Saved entries:
PR #2427, opened 2019-02-27
 Modify behavior for the UTC notice, resets 4 times a year

bordoni:
_Ref:_ [C#123221](http://central.tri.be/issues/123221)
---

### DIFF
--- a/src/Tribe/Admin/Notice/Timezones.php
+++ b/src/Tribe/Admin/Notice/Timezones.php
@@ -17,6 +17,14 @@ class Tribe__Events__Admin__Notice__Timezones {
 	public function hook() {
 		$date = $this->get_current_reset_date();
 		$slug = $this->slug;
+		/**
+		 * Allows users to completely deactivate the resetting of the Day Light savings notice
+		 *
+		 * @since  TBD
+		 *
+		 * @param  bool
+		 */
+		$should_reset = apply_filters( 'tribe_events_admin_notice_daylight_savings_reset_notice', true );
 
 		// If we have a date append to the Slug
 		if ( $date ) {
@@ -133,6 +141,4 @@ class Tribe__Events__Admin__Notice__Timezones {
 		return sprintf( implode( '<br />', $text ), $link, $current_utc );
 
 	}
-
-
 }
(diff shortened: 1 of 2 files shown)


bordoni:
It will be added on the end of the release.

src/Tribe/Admin/Notice/Timezones.php
```diff
@@ -67,17 +138,20 @@ public function notice() {
...
 			'<a href="%1$s" target="_blank">%2$s</a>',
 			esc_url( $url ),
 			esc_html__( 'Read more', 'the-events-calendar' )
 		);
-		$text = __( 'When using The Events Calendar, we recommend that you choose a city in your timezone and avoid using a UTC timezone offset. Choosing a UTC timezone may cause problems when importing events or with Day Light Savings time. %1$s', 'the-events-calendar' );
 
-		return sprintf( $text, $link );
-
-	}
+		$text[] = __( 'When using The Events Calendar, we recommend that you geographic timezone such as "America/Los Angeles" and avoid using a UTC timezone offset such as “%2$s”.', 'the-events-calendar' );
```
ggwicz: should be `we recommend that you use a geographic timezone such as "America/Los_Angeles"`

src/Tribe/Admin/Notice/Timezones.php
```diff
@@ -1,25 +1,85 @@
...
+		$date = $this->get_current_reset_date();
+		$slug = $this->slug;
+		/**
+		 * Allows users to completely deactivate the resetting of the Day Light savings notice
+		 *
+		 * @since  TBD
+		 *
+		 * @param  bool
+		 */
+		$should_reset = apply_filters( 'tribe_events_admin_notice_daylight_savings_reset_notice', true );
```
ggwicz: seems like we're not really using this boolean to truly hide the notice; shouldn't it, for example, be down in the `should_display()` method?

if that's not the goal of this, i'd recommend naming the var better and/or making the docblock comment more clear

bordoni: That is for reseting the notice or not

src/Tribe/Admin/Notice/Timezones.php
ggwicz: hey @bordoni, you changed the time zone string in the notice which is correct, but you also still have to fix `we recommend that you geographic`

this should be `we recommend that you use a geographic`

- Instructions for the task
Would you set down every record again, exactly as it appears above?

- Completed exercise
PR #2427, opened 2019-02-27
 Modify behavior for the UTC notice, resets 4 times a year

bordoni:
_Ref:_ [C#123221](http://central.tri.be/issues/123221)
---

### DIFF
--- a/src/Tribe/Admin/Notice/Timezones.php
+++ b/src/Tribe/Admin/Notice/Timezones.php
@@ -17,6 +17,14 @@ class Tribe__Events__Admin__Notice__Timezones {
 	public function hook() {
 		$date = $this->get_current_reset_date();
 		$slug = $this->slug;
+		/**
+		 * Allows users to completely deactivate the resetting of the Day Light savings notice
+		 *
+		 * @since  TBD
+		 *
+		 * @param  bool
+		 */
+		$should_reset = apply_filters( 'tribe_events_admin_notice_daylight_savings_reset_notice', true );
 
 		// If we have a date append to the Slug
 		if ( $date ) {
@@ -133,6 +141,4 @@ class Tribe__Events__Admin__Notice__Timezones {
 		return sprintf( implode( '<br />', $text ), $link, $current_utc );
 
 	}
-
-
 }
(diff shortened: 1 of 2 files shown)


bordoni:
It will be added on the end of the release.

src/Tribe/Admin/Notice/Timezones.php
```diff
@@ -67,17 +138,20 @@ public function notice() {
...
 			'<a href="%1$s" target="_blank">%2$s</a>',
 			esc_url( $url ),
 			esc_html__( 'Read more', 'the-events-calendar' )
 		);
-		$text = __( 'When using The Events Calendar, we recommend that you choose a city in your timezone and avoid using a UTC timezone offset. Choosing a UTC timezone may cause problems when importing events or with Day Light Savings time. %1$s', 'the-events-calendar' );
 
-		return sprintf( $text, $link );
-
-	}
+		$text[] = __( 'When using The Events Calendar, we recommend that you geographic timezone such as "America/Los Angeles" and avoid using a UTC timezone offset such as “%2$s”.', 'the-events-calendar' );
```
ggwicz: should be `we recommend that you use a geographic timezone such as "America/Los_Angeles"`

src/Tribe/Admin/Notice/Timezones.php
```diff
@@ -1,25 +1,85 @@
...
+		$date = $this->get_current_reset_date();
+		$slug = $this->slug;
+		/**
+		 * Allows users to completely deactivate the resetting of the Day Light savings notice
+		 *
+		 * @since  TBD
+		 *
+		 * @param  bool
+		 */
+		$should_reset = apply_filters( 'tribe_events_admin_notice_daylight_savings_reset_notice', true );
```
ggwicz: seems like we're not really using this boolean to truly hide the notice; shouldn't it, for example, be down in the `should_display()` method?

if that's not the goal of this, i'd recommend naming the var better and/or making the docblock comment more clear

bordoni: That is for reseting the notice or not

src/Tribe/Admin/Notice/Timezones.php
ggwicz: hey @bordoni, you changed the time zone string in the notice which is correct, but you also still have to fix `we recommend that you geographic`

this should be `we recommend that you use a geographic`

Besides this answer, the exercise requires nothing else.